Valas Ramai Diburu Saat Rupiah Tembus Rp17.654, Ini Pengertian dan Fungsinya

Nilai tukar rupiah kembali tertekan terhadap dolar Amerika Serikat pada perdagangan Rabu, 20 Mei 2026. Kurs rupiah bahkan menyentuh level Rp17.654 per dolar AS.

Pelemahan mata uang domestik membuat minat masyarakat terhadap valuta asing atau valas kembali meningkat. Dolar AS menjadi salah satu mata uang yang paling banyak dicari karena dinilai lebih aman saat kurs rupiah bergerak fluktuatif.

Kondisi tersebut ikut mendorong masyarakat mencari instrumen penyimpan nilai yang dianggap lebih stabil di tengah ketidakpastian pasar.

Apa Itu Valas?

Valuta asing atau valas merupakan aktivitas pertukaran mata uang antarnegara. Dalam istilah internasional, valas dikenal sebagai foreign exchange atau forex.

Aktivitas ini berlangsung di pasar valuta asing, yakni pasar keuangan global tempat mata uang berbagai negara diperjualbelikan selama 24 jam.

Melalui pasar tersebut, individu, perusahaan hingga lembaga keuangan dapat melakukan transaksi mata uang untuk kebutuhan perdagangan, pembayaran internasional, maupun investasi.

Dalam praktiknya, transaksi valas terdiri dari beberapa jenis. Mulai dari transaksi spot atau jual beli tunai, kontrak forward dan futures untuk transaksi berjangka, swap, hingga opsi mata uang.

>>> Google Luncurkan Antigravity 2.0 Berbasis Agen untuk Saingi Kompetitor

Fungsi Valas dalam Perekonomian

1. Mendukung Aktivitas Ekspor dan Impor

Valas menjadi alat penting dalam perdagangan internasional karena memungkinkan transaksi antarnegara tetap berjalan meski menggunakan mata uang berbeda.

Keberadaan valuta asing memudahkan pelaku usaha melakukan pembayaran barang dan jasa lintas negara.

2. Mempermudah Pembayaran Internasional

Dalam transaksi global, pihak yang bertransaksi umumnya menggunakan mata uang tertentu yang disepakati bersama. Karena itu, valas dibutuhkan agar pembayaran antarnegara dapat berlangsung tanpa hambatan.

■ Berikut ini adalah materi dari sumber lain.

PR #1776, opened 2025-10-20
feat(dmsquash-live-autooverlay): support readlink from uutils

bdrung:
## Changes

The readlink command from GNU coreutils and the one from uutil coreutils behave differently in case the path contains symlinks and `..`. GNU readlink traverses symlinks first, but uutils resolves `..` first.

Example from Ubuntu 25.10 (questing):

```sh
$ gnureadlink -f /sys/class/block/nvme0n1p1/..
/sys/devices/pci0000:00/0000:00:01.0/0000:01:00.0/nvme/nvme0/nvme0n1
$ /usr/lib/cargo/bin/coreutils/readlink -f /sys/class/block/nvme0n1p1/..
/sys/class/block
```

Enforce the correct order by resolving the symlinks before `..`. That way the result does not rely on implementation specifics of different readlink implementations.

## Checklist

Fixes #

### DIFF
--- a/modules.d/70dmsquash-live-autooverlay/create-overlay.sh
+++ b/modules.d/70dmsquash-live-autooverlay/create-overlay.sh
@@ -51,7 +51,8 @@ gatherData() {
         info "Skipping overlay creation: unpartitioned or read-only media detected"
         exit 0
     fi
-    fullDriveSysfsPath=$(readlink -f "${rootDeviceSysfsPath}/..")
+    fullSysfsPath=$(readlink -f "${rootDeviceSysfsPath}")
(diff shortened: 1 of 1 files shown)


bdrung:
> How would the busybox readlink implementation compare to GNU coreutils ?

busybox behaves the same as GNU coreutils:

```
$ busybox readlink -f /sys/class/block/nvme0n1p1/..
/sys/devices/pci0000:00/0000:00:01.0/0000:01:00.0/nvme/nvme0/nvme0n1
```

ruct coreutils should be fixed (see https://github.com/uutils/coreutils/issues/9057) but I think this change makes the code more readable.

3. Digunakan Sebagai Instrumen Investasi

Selain dipakai dalam perdagangan internasional, valas juga dimanfaatkan sebagai instrumen investasi. Investor biasanya membeli mata uang asing ketika nilainya dianggap masih rendah lalu menjualnya saat harga naik.

Saat ini investasi valas dapat dilakukan lewat berbagai instrumen, seperti rekening mata uang asing, perdagangan forex hingga kontrak berjangka.

4. Mengurangi Risiko Perubahan Kurs

Valas juga dimanfaatkan sebagai sarana lindung nilai atau hedging. Cara ini umum dipakai pelaku usaha maupun investor untuk menekan risiko kerugian akibat perubahan nilai tukar.

Dengan menyimpan aset dalam mata uang asing, dampak pelemahan mata uang domestik dapat dikurangi.